After declaring his presidential bid, Umahi has been battling to save his governorship seat after a court order sacked him and his deputy from office over their defection from the PDP to the APC.

Justice Inyang Ekwo of a Federal High Court in Abuja held that their defection was unconstitutional and that they not only jettisoned the PDP, but also the votes that guaranteed their re-election.

However, a Court of Appeal in Enugu upheld Umahi’s position as governor, stating that his defection was constitutional, though immoral.

Ifeanyi Okowa (Delta)

Okowa, who vacated the Delta North senatorial seat after one tenure in 2015 to become governor, is yet to publicly declare his intention to return to the Red Chamber after completing his second term in 2023, but feelers from the state indicate that the governor is planning to switch over to the parliament.

The reported move had set Okowa against his successor, Senator Peter Nwaoboshi, who is serving his second tenure and would want to continue in 2023. Determined to retain his Senate seat, Nwaoboshi, after falling apart with his governor, dumped the PDP for the APC.

Earlier this month, the Delta governor had said his next political move would soon be made public after consultation with stakeholders.

Reacting to speculations that Okowa had procured the PDP nomination and expression of interest forms for senatorial election, the state Commissioner for Information, Charles Aniagwu, said it was within his boss’ constitutional right to return to the Red Chamber.

Ifeanyi Ugwuanyi (Enugu)

The coast has been cleared for Governor Ugwuanyi to move to the legislature in 2023 as the lawmaker representing his Enugu North senatorial district in the Red Chamber, Chukwuka Utazi, announced that he would not run for the senatorial seat.

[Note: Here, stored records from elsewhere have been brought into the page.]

Issue #303, opened 2024-08-21
Optimize construction of multi-linear polynomials for final sum-check


Al-Kindi-0:
Before running the final sum-check of GKR in LogUp-GKR, we need to build multi-linear extensions of the relevant main trace columns. These are originally over the base field but the multi-linear extension as it is currently constructed stores them as extension field elements.
We should investigate if it is possible to avoid this as it could provide a nice reduction in the memory footprint.

PR #326, opened 2024-09-20
Parallelize s-column generation

Al-Kindi-0:
This brings about 60% improvement in s-column generation times.
Fixes also a bug in the construction of the MLEs.

### DIFF
--- a/air/src/air/context.rs
+++ b/air/src/air/context.rs
@@ -305,7 +305,6 @@ impl<B: StarkField, P> AirContext<B, P> {
         let trace_length = self.trace_len();
         let transition_divisior_degree = trace_length - self.num_transition_exemptions();
 
-        // we use the identity: ceil(a/b) = (a + b - 1)/b
         let num_constraint_col =
             (highest_constraint_degree - transition_divisior_degree).div_ceil(trace_length);
 
--- a/air/src/air/context.rs
+++ b/air/src/air/context.rs
@@ -307,8 +307,7 @@ impl<B: StarkField, P> AirContext<B, P> {
 
         // we use the identity: ceil(a/b) = (a + b - 1)/b
         let num_constraint_col =
-            (highest_constraint_degree - transition_divisior_degree + trace_length - 1)
-                / trace_length;
+            (highest_constraint_degree - transition_divisior_degree).div_ceil(trace_length);
 
         cmp::max(num_constraint_col, 1)
     }
--- a/prover/src/logup_gkr/mod.rs
+++ b/prover/src/logup_gkr/mod.rs
@@ -401,7 +401,7 @@ pub fn build_s_column<E: FieldElement>(
     let mean = c / E::from(E::BaseField::from(num_rows as u32));
 
     let mut deltas = unsafe { uninit_vector(main_segment.num_rows()) };
-    deltas[0] = E::ZERO;
+    
     batch_iter_mut!(&mut deltas[1..], 1024, |batch: &mut [E], batch_offset: usize| {
         let mut query = vec![E::BaseField::ZERO; num_oracles];
         let mut main_frame = EvaluationFrame::<E::BaseField>::new(num_cols);
@@ -417,8 +417,10 @@ pub fn build_s_column<E: FieldElement>(
 
     // note that `deltas[0]` is set `0` and thus `deltas` satisfies the conditions for invoking
     // the function
-    prefix_sum(&mut deltas);
-    deltas
+    let mut cumulative_sum = deltas;
+    cumulative_sum[0] = E::ZERO;
+    prefix_sum(&mut cumulative_sum);
+    cumulative_sum
 }
 
 /// Builds the Lagrange kernel column at a given point.
--- a/prover/src/logup_gkr/mod.rs
+++ b/prover/src/logup_gkr/mod.rs
@@ -15,7 +15,10 @@ use crate::Trace;
 mod prover;
 pub use prover::prove_gkr;
 #[cfg(feature = "concurrent")]
-pub use utils::rayon::{current_num_threads as rayon_num_threads, prelude::*};
+pub use utils::{
+    rayon::{current_num_threads as rayon_num_threads, prelude::*},
+    {chunks, chunks_mut, iter, iter_mut},
+};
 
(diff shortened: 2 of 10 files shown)


prover/src/logup_gkr/mod.rs
```diff
@@ -366,33 +374,40 @@ where
...
+            evaluator.build_query(&main_frame, &mut query);
+            *v = gkr_data.compute_batched_query(&query) * lagrange_kernel_col[i + batch_offset]
+                - mean;
+        }
+    });
+
+    // note that `deltas[0]` is set `0` and thus `deltas` satisfies the conditions for invoking
+    // the function
+    let mut cumulative_sum = deltas;
+    cumulative_sum[0] = E::ZERO;
```
plafer, line 408: nit: can we set `deltas[0] - E::ZERO` on line 391 so that it's clear before we get to the `cumulative_sum` part that all elements on `deltas` were properly initialized?

prover/src/logup_gkr/mod.rs
```diff
@@ -366,33 +374,40 @@ where
...
-        result.push(cur_value);
-        last_value = cur_value;
-    }
-
-    result
+            evaluator.build_query(&main_frame, &mut query);
+            *v = gkr_data.compute_batched_query(&query) * lagrange_kernel_col[i + batch_offset]
+                - mean;
+        }
+    });
```
plafer, line 403: Did you benchmark the serial version of this approach vs the old? In the case where this version turns out to be slower, we could keep the old version for the serial case, and this one for the parallel case.

plafer (commented):
LGTM!

prover/src/logup_gkr/prover.rs
```diff
@@ -147,7 +150,7 @@ fn build_mls_from_main_trace_segment<E: FieldElement>(
         match oracle {
             LogUpGkrOracle::CurrentRow(index) => {
                 let col = main_trace.get_column(*index);
-                let values: Vec<E> = col.iter().map(|value| E::from(*value)).collect();
+                let values: Vec<E> = iter!(col).map(|value| E::from(*value)).collect();
                 let ml = MultiLinearPoly::from_evaluations(values);
                 mls.push(ml)
             },
```
irakliyk, line 156: I'm curious if iterating over oracles would work a bit better. For example:
```rust
for oracle in iter!(oracles) {
    ...
}
```

Also, a general question (not for this PR): we seem to be proactively converting base elements to extension field elements. Maybe there is a way to avoid it and only do this when we actually need to?

prover/src/logup_gkr/mod.rs
```diff
@@ -407,3 +422,66 @@ pub enum GkrProverError {
...
+#[cfg(feature = "concurrent")]
+fn prefix_sum_parallel<E: FieldElement>(vector: &mut [E], batch_size: usize) {
+    use utils::{chunks, chunks_mut, iter, iter_mut};
+
+    let num_partitions = (vector.len() + batch_size - 1) / batch_size;
+    let mut sum_per_partition = vec![E::ZERO; num_partitions];
+
+    chunks!(vector, batch_size)
+        .zip(iter_mut!(sum_per_partition))
+        .for_each(|(chunk, entry)| *entry = chunk.iter().fold(E::ZERO, |acc, term| acc + *term));
```
irakliyk, line 460: This will split things up into relatively small batches (length 1024 each), right? Not sure if it will be materially different, but I would probably split this into the number of partitions which is based on the number of threads.

irakliyk (approved):
Looks good! Thank you! I left a couple of comments inline - but we can also address them in a follow-up PR.

There also seem to be some merge conflicts.

prover/src/logup_gkr/prover.rs
Al-Kindi-0: I have answered in the other PR related to building MLEs.
For the second point, we have an issue to address that in #303

prover/src/logup_gkr/mod.rs
Al-Kindi-0: Makes sense, updated

prover/src/logup_gkr/mod.rs
Al-Kindi-0: Good point! Updated to include the old implementation in the serial case as it a bit faster than the other one and also since I updated the implementation for the parallel case to take the number of threads into account

prover/src/logup_gkr/prover.rs
Al-Kindi-0: For the first point, it is addressed in the other PR for building MLEs.
For the second point, we already have an issue for it in #303

prover/src/logup_gkr/mod.rs
Al-Kindi-0: Good point! Updated to take the number of threads into account

sumcheck/src/prover/high_degree.rs
```diff
@@ -458,7 +458,7 @@ fn sumcheck_round<E: FieldElement>(
                     &mut numerators,
                     &mut denominators,
                 );
-                poly_evals[0] = evaluate_composition_poly(
+                poly_evals[0] += evaluate_composition_poly(
```
irakliyk, line 461: Was this a bug previously?

Al-Kindi-0: This is part of #331, which explains why it was not caught

air/src/air/context.rs
```diff
@@ -307,8 +307,7 @@ impl<B: StarkField, P> AirContext<B, P> {
 
         // we use the identity: ceil(a/b) = (a + b - 1)/b
         let num_constraint_col =
-            (highest_constraint_degree - transition_divisior_degree + trace_length - 1)
-                / trace_length;
+            (highest_constraint_degree - transition_divisior_degree).div_ceil(trace_length);
```
irakliyk, line 310: I think comment on line 308 is no longer relevant.

irakliyk (approved):
Looks good! Thank you! I left one small comment inline.

air/src/air/context.rs
Al-Kindi-0: Indeed! Fixed now

PR #327, opened 2024-09-20
Fixes multilinear built from a `NextRow` oracle

plafer:


Al-Kindi-0 (commented):
Looks great, thank you!
As you propose, the shift has to be circular otherwise the s-column constraints will fail.

irakliyk (approved):
Looks good! Thank you!

PR #328, opened 2024-09-20
Reduce degree of sum-check round polynomials

Al-Kindi-0:
Implements the optimization in Section 3.3 [here](https://eprint.iacr.org/2024/108).
Benchmarks show about 20% improvement in sum-check proving times.


plafer (commented):
LGTM!

I tried it with Miden VM and did observe an improvement. IMO we can do any cleanup later.

irakliyk (approved):
Looks good! Thank you!

PR #329, opened 2024-09-20
Improve construction of MLEs from main trace segment

Al-Kindi-0:


prover/src/logup_gkr/prover.rs
```diff
@@ -141,20 +144,24 @@ fn build_mls_from_main_trace_segment<E: FieldElement>(
     oracles: &[LogUpGkrOracle],
     main_trace: &ColMatrix<<E as FieldElement>::BaseField>,
 ) -> Result<Vec<MultiLinearPoly<E>>, GkrProverError> {
-    let mut mls = vec![];
+    let mut mls = Vec::with_capacity(oracles.len());
 
     for oracle in oracles {
         match oracle {
             LogUpGkrOracle::CurrentRow(index) => {
```
irakliyk, line 151: A better option may be to parallelize across oracles (rather than within) - i.e., have a separate thread constructing each oracle. Not 100% sure - so, we should benchmark.

Al-Kindi-0: The trace being in column major form, not sure if horizontal is better, but running a benchmark should clarify that

irakliyk: But each oracle is based on a single column, right?

Al-Kindi-0: Indeed, that's why I think within oracle makes more sense, but maybe I am missing a fine detail about your point

Al-Kindi-0: Oh, now I see your point. Let me fix it!

irakliyk: Let's change this to:
```rust
iter!(oracles).for_each(|oracle| {
    match oracle {
            let col = main_trace.get_column(*index);
            let values: Vec<E> = col.iter().map(|value| E::from(*value)).collect();
            let ml = MultiLinearPoly::from_evaluations(values);
            mls.push(ml)
        },
        LogUpGkrOracle::NextRow(index) => {
            let col = main_trace.get_column(*index);

            let mut values: Vec<E> = unsafe { uninit_vector(col.len()) };
            values[col.len() - 1] = E::from(col[0]);
            (&mut values[..col.len() - 1])
                .iter_mut()
                .enumerate()
                .for_each(|(i, value)| *value = E::from(col[i + 1]));
            let ml = MultiLinearPoly::from_evaluations(values);
            mls.push(ml)
        },
    };
});
```

Al-Kindi-0: Yes, so we go with the first option i.e., across.

Al-Kindi-0: Went with the other options as I couldn't find a way to overcome the problem of having to share `mls` between threads in the parallel case.

irakliyk (approved):
Looks good! Thank you!

PR #331, opened 2024-09-25
Fix bug parallel execution of input layer proving

Al-Kindi-0:
Fixes a bug that caused the input layer proving to not run in parallel.

Also fixes a couple bugs in the implementation of the high degree sum-check and adds benchmarks that are specific to LogUp-GKR proving.


irakliyk (approved):
Looks good! Thank you!

PR #332, opened 2024-09-25
feat(utils): Implement `get_size_hint` for default impls

PhilippGackstatter:
Implements `get_size_hint` for the types that are implemented by default.

Currently, crates that call `u8.get_size_hint()` get the default value of 0 which makes it harder to implement `get_size_hint` for custom types, since they cannot simply call `get_size_hint` on the contained types recursively. This PR fixes that.

This change is non-breaking.

See also https://github.com/0xPolygonMiden/miden-base/pull/895#pullrequestreview-2326556758 for more context.

### DIFF
--- a/utils/core/src/serde/byte_writer.rs
+++ b/utils/core/src/serde/byte_writer.rs
@@ -75,9 +75,9 @@ pub trait ByteWriter: Sized {
     /// # Panics
     /// Panics if the value could not be written into `self`.
     fn write_usize(&mut self, value: usize) {
-        let length = usize_encoded_len(value);
         // convert the value into a u64 so that we always get 8 bytes from to_le_bytes() call
         let value = value as u64;
+        let length = usize_encoded_len(value);
 
         // 9-byte special case
         if length == 9 {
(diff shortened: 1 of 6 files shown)


utils/core/src/serde/byte_writer.rs
```diff
@@ -141,9 +141,9 @@ impl ByteWriter for alloc::vec::Vec<u8> {
 // HELPER FUNCTIONS
 // ================================================================================================
 
-/// Returns the length of the value in vint64 encoding.
-fn encoded_len(value: u64) -> usize {
-    let zeros = value.leading_zeros() as usize;
+/// Returns the length of the usize value in vint64 encoding.
+pub(super) fn usize_encoded_len(value: usize) -> usize {
```
irakliyk, line 145: Passing value as `usize` into here would cause issues on 32-bit systems (e.g., WASM). Let's revert this change.

irakliyk (commented):
Thank you! I left one comment inline - but other than that, it looks great.

utils/core/src/serde/byte_writer.rs
PhilippGackstatter: I see, good point!
Updated to cast the usize in the `get_size_hint` function to a u64 instead.

irakliyk (approved):
All looks good! Thank you!

Issue #516, opened 2025-10-03
DeferredDelay


stefanhaustein:
Would you mind if I add a class implementing this API to com.pi4j.util:

```
/**
 * Device communication often requires delays between different operations.
 * Just sleeping often will waste this time. For instance, while waiting for 
 * a display to be ready to receive the next image, the next image could be
 * rendered already. This class allows setting a delay after an operation imposing
 * a delay -- but the delay is materialized only later -- typically, immediately before the
 * next IO operation. 
 */
class DeferredDelay {
   public void setDelayMillis(int millis);
   public void setDelayNanos(int nanos);
   public Instant getBusyUntil();

   /** Sleeps until the delay time requested by setDelay has passed. */ 
   public void materializeDelay();
}
```

FDelporte:
Seems a good idea

eitch:
+1 from me too.

stefanhaustein:
Addressed in https://github.com/Pi4J/pi4j/pull/518

PR #518, opened 2025-10-03
Add DeferredDelay

stefanhaustein:
Addresses  #516

### DIFF
--- a/pi4j-core/src/main/java/com/pi4j/util/DeferredDelay.java
+++ b/pi4j-core/src/main/java/com/pi4j/util/DeferredDelay.java
@@ -1,0 +1,71 @@
+package com.pi4j.util;
+
+import java.time.Instant;
+import java.time.temporal.ChronoUnit;
+
+/**
+ * Provide a way to set a sleep time -- and to materialize it later at a different place, where the sleep time
+ * is actually required.
+ * <p>
+ * Device communication often requires delays between different operations. Just sleeping often will waste this time.
+ * For instance, while waiting for a display to be ready to receive the next image, the next image could be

Utazi, while addressing the delegates of the PDP from the senatorial district, said he decided not to contest to pave the way for the smooth emergence of Ugwuanyi as Enugu North senator in the 10th National Assembly.

“We will follow our brother and leader. We are going to be behind you, and pray that God would guide you to take this decision,” Utazi assured the governor, amid jubilation.

Darius Dickson Ishaku (Taraba)

Governor Ishaku has also commenced scheming to replace the senator representing his Taraba South senatorial district, Emmanuel Bwacha.

The frosty relationship between them forced Bwacha out of the PDP. The lawmaker said he left the party to escape the “apparent persecution” by his governor, whom he accused of being against his political progress.

“I have not made a public declaration about becoming a governor but there have been innuendos and insinuations. People have also been putting pressure on me to run for governor. And I overheard someone say that the only condition for me to sit with him (Ishaku) is if I would drop my gubernatorial ambition,” the lawmaker had said on Channels Television’s ‘Politics Today’ programme.

Aminu Tambuwal (Sokoto)

Tambuwal is a frontline presidential aspirant of the PDP. However, there are speculations in the state that his plan B is to contest the Sokoto South senatorial election if he loses the party’s presidential primary.

There are insinuations that the governor had asked one of his commissioners, Aminu Bala Bodinga, to buy the PDP form for the Sokoto South senatorial zone.

According to political watchers in the state, the governor took the decision because it would be easier for him to ‘retrieve’ the ticket from Bodinga than from Senator Ibrahim Danbaba, who is currently representing the senatorial district in the red chamber.

Danbaba, who was elected on the platform of the PDP, announced his defection to the APC on Wednesday, and many in the state linked his move to the governor’s purported political calculation.

Pundits said that even if Tambuwal got the PDP ticket for the Senate, it would not be an easy sail for him because the zone is a stronghold of the APC.

In 2019, the Sokoto South senatorial election was won by the APC candidate, Abubakar Shehu Tambuwal, but the seat was given to the PDP candidate by the court on technical grounds.

Also, all the members of the House of Representatives from Sokoto South are members of the APC except for Balarabe Kakale, who is representing Bodinga, Dange-Shuni, and Tureta federal constituency. He also got the seat through the court.